A mid-month score was tallied On May17th 2010 and here are the results:

Dogs have -138 points

Yup, you are reading that right ; that is a negative point value. Our canine friends had plenty of pennies but they also attracted the atention of saboteurs. You can subtract points from the other teams by adding paper money to their jars. 
Will the dogs be able to make a comeback??

Little Buddies have 3459 points

The Little Buddies are doing quite well thanks to the support of generous rabbit lovers.!

Will the "Little Buddies continue to attract the pocket change of loving supporters ?

Cats have 5, 719 points 

The cats are currently in the lead with 5, 719 points. The cat supporters have been filling the jug with quarters , dimes and nickels . There has also been a rumor that the cats supporters are adding plenty of paper money to the other 2 jugs. 

Will the cat fanciers stragey pay off in the end??

Thank you so much for everyone in our community for participating in our Penny Wars. If you would like to cast your vote please drop off your change or paper money at CRHS antime during office hours !The official last day of the battle is May31st and results will be announced during the first week in June.


----------



## Maureen Las (May 19, 2010)

Now this is our secret here . 


Ihave held the $61.00 that is in my Paypal account from RO as I want to throw the others off. I will turn in my RO money at the end of the month 
Right now Little Buddies actually has 9559 pouints including the contribution from All you guys who helped. 
So we are actually winning right now. 

I know that the cat people are on the war path so I still ask that RO members (who have not helped yet either send me $$ through my Paypal account at [email protected]
or mail a check or cash to Coulee Region Humane Society , 911 Critter Court , Onalaska Wi 54650.

If you send cash or coins to the shelter please state that it is for the Penny Wars Contest and is to be turned into coins for the Little Buddies jar. 

The Little Buddies can easily win this with the help of RO 
Thanks so much 

Maureen


----------



## ariusshadow (May 19, 2010)

This is so cute. An awesome idea.  
I'll see what I can weasel out of my boyfriend in the morning, as he's the one with paypal. >.> 

But... I don't suppose it's possible to sabotage the cats with paypal? I wouldn't think so...


----------



## Maureen Las (May 19, 2010)

If someone wants me to sabotage the dogs or cats by adding cash to their jarI can do that also. I just thought that it would get confusing so I just focused on adding coins ( or cash which I would covert to coins )to the little buddies


----------



## NorthernAutumn (May 22, 2010)

*ariusshadow wrote: *


> This is so cute. An awesome idea.
> I'll see what I can weasel out of my boyfriend in the morning, as he's the one with paypal. >.>
> 
> But... I don't suppose it's possible to sabotage the cats with paypal? I wouldn't think so...
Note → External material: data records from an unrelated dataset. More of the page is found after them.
PR #165, opened 2019-01-14
WIP: Task Configuration Avoidance

tasomaniac:
https://docs.gradle.org/current/userguide/task_configuration_avoidance.html

This is a feature that became stable in Gradle 5.1 but the APIs were introduced in Gradle 4.9

This allows lazy configuration of tasks. Android Tools already migrated in 3.3 and 3.4 and saved configuration of thousands of tasks. Unfortunately our plugin resolves those tasks. Since they are the entry points of the whole system, that transitively configures thousands more. 

This is a WIP that allows nothing to be configured unless `evaluateViolations` is run.

Running `evaluateViolations` explicitly will have 0 behavior change. This is how the plugin is supposed to be used, so it is no problem. But still I think I need to explain the rest. When `evaluateViolations` is not run, task dependencies are not necessarily set since they are lazy and may not be run/configured. Some of the `collect${toolName}Violations` tasks may not even be available anymore unless `evaluateViolations` is run.

**Disclamier:** Currently opened the PR for pre-review and testing with CI.

I need to do more intensive manual testing to make sure we don't configure any task eagerly.

### DIFF
--- a/plugin/src/main/groovy/com/novoda/staticanalysis/StaticAnalysisPlugin.groovy
+++ b/plugin/src/main/groovy/com/novoda/staticanalysis/StaticAnalysisPlugin.groovy
@@ -1,6 +1,7 @@
 package com.novoda.staticanalysis
 
-import com.novoda.staticanalysis.internal.CodeQualityConfigurator
+import com.novoda.staticanalysis.internal.CollectViolationsTask
+import com.novoda.staticanalysis.internal.Configurator
 import com.novoda.staticanalysis.internal.checkstyle.CheckstyleConfigurator
 import com.novoda.staticanalysis.internal.detekt.DetektConfigurator
 import com.novoda.staticanalysis.internal.findbugs.FindbugsConfigurator
@@ -10,7 +11,8 @@ import com.novoda.staticanalysis.internal.pmd.PmdConfigurator
 import org.gradle.api.NamedDomainObjectContainer
 import org.gradle.api.Plugin
 import org.gradle.api.Project
-import org.gradle.api.Task
+
+import static com.novoda.staticanalysis.internal.TasksCompat.createTask
 
 class StaticAnalysisPlugin implements Plugin<Project> {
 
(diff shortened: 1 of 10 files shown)


plugin/src/main/groovy/com/novoda/staticanalysis/StaticAnalysisPlugin.groovy
```diff
@@ -10,39 +11,45 @@ import com.novoda.staticanalysis.internal.pmd.PmdConfigurator
...
-        project.tasks.create('evaluateViolations', EvaluateViolationsTask) { task ->
+    private static def createEvaluateViolationsTask(Project project, StaticAnalysisExtension extension) {
+        createTask(project, 'evaluateViolations', EvaluateViolationsTask) { task ->
             task.evaluator = { extension.evaluator }
             task.allViolations = { extension.allViolations }
+
+            project.tasks.withType(ToolTriggerTask) { toolTrigger ->
+                task.dependsOn(toolTrigger)
+            }
+            project.tasks.withType(CollectViolationsTask) { collectViolations ->
```
tasomaniac: `dependsOn` relation is now automatically added for all types of `CollectViolationsTask`s. No need to pass `evaluateViolations` anymore. 

But I have to put it into configuration of `evaluateViolations` which means this relation is lazily put once `evaluateViolations` is run.

plugin/src/main/groovy/com/novoda/staticanalysis/internal/TasksCompat.groovy
```diff
@@ -0,0 +1,44 @@
...
+import org.gradle.util.GradleVersion
+
+class TasksCompat {
+
+    private static boolean IS_GRADLE_MIN_49 = GradleVersion.current() >= GradleVersion.version("4.9")
+
+    static <T extends Task> Object maybeCreateTask(Project project, String name, Class<T> type, Action<? super T> configuration) {
+        if (IS_GRADLE_MIN_49) {
+            try {
+                def provider = project.tasks.named(name)
```
tasomaniac: Here is an ugly solution to lack of `maybeRegister` API in Gradle. More info: https://github.com/gradle/gradle/issues/6243

Using `maybeCreate` may not be the best practice after all. But I've looked at our implementation. Since we want to be flexible and adjust to configuration of other tools and plugins, it is not easy to get rid of it. It is really valuable for us. 

They don't have lazy alternative of `maybeCreate`. But they also don't have any `lazy` query method. `named` is the new way. It returns `TaskProvider` instead. But it throws exception when the task is not found.

So, long story short, this is the only way to do lazy and maybe together.

plugin/src/main/groovy/com/novoda/staticanalysis/internal/ktlint/KtlintConfigurator.groovy
```diff
@@ -46,29 +44,34 @@ class KtlintConfigurator implements Configurator {
...
-                }
-                project.plugins.withId("org.jetbrains.kotlin.multiplatform") {
-                    configureKotlinProject()
-                }
-                project.plugins.withId('com.android.application') {
-                    configureAndroidWithVariants(variantFilter.filteredApplicationVariants)
-                }
-                project.plugins.withId('com.android.library') {
-                    configureAndroidWithVariants(variantFilter.filteredLibraryVariants)
+                createTask(project, 'triggerKtlint', ToolTriggerTask) { trigger ->
```
tasomaniac: Our `ktlint` integration is the most special. We dynamically look at the live collection of tasks and pick up ktlint tasks and configure them later. And we create `collectViolations` tasks based on availability to `ktlint` tasks. When we want to keep all of these lazy, it is simply a deadlock.

The only solution that I can come up with is to introduce another task called `trigger`. Calling this will resolve all ktlint tasks with no problem. When this task is called, we are sure that it is safe to configure everything.

tasomaniac:
Closing this for now. I will open again with smaller MR to introduce lazy tasks as much as possible. And will have 2nd iteration to fully make them lazy.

Yup, you could send some cash to Maureen's Paypal, and she would convert it to paper bills and stick it in the cats' jar 

This contest is a brilliant idea!


----------



## ariusshadow (May 22, 2010)

Next time we get paid, I'll send a little along- with a PM to let her know what to do with it.  Sounds fun.


----------



## Maureen Las (May 23, 2010)

Thank you so very much, Peg, for helping out the little buddies with your donation.


----------



## RexyRex (May 23, 2010)

Check your paypal!


----------



## Maureen Las (May 23, 2010)

:biggrin2:Thank you so very verymuch for your donation :inlove:Rexy Rex. the little buddies love you 
Maureen


----------



## Maureen Las (May 23, 2010)

Thank you so much for your donation, Megan 

you are an :innocent


Maureen


----------



## Shaded Night Rabbitry (May 23, 2010)

XD Sorry it wasn't much. Just the scraps from bank transfers.


----------



## TinysMom (May 23, 2010)

I forgot to ask what the prize is for winning the contest...


----------



## Maureen Las (May 24, 2010)

*TinysMom wrote: *


> I forgot to ask what the prize is for winning the contest...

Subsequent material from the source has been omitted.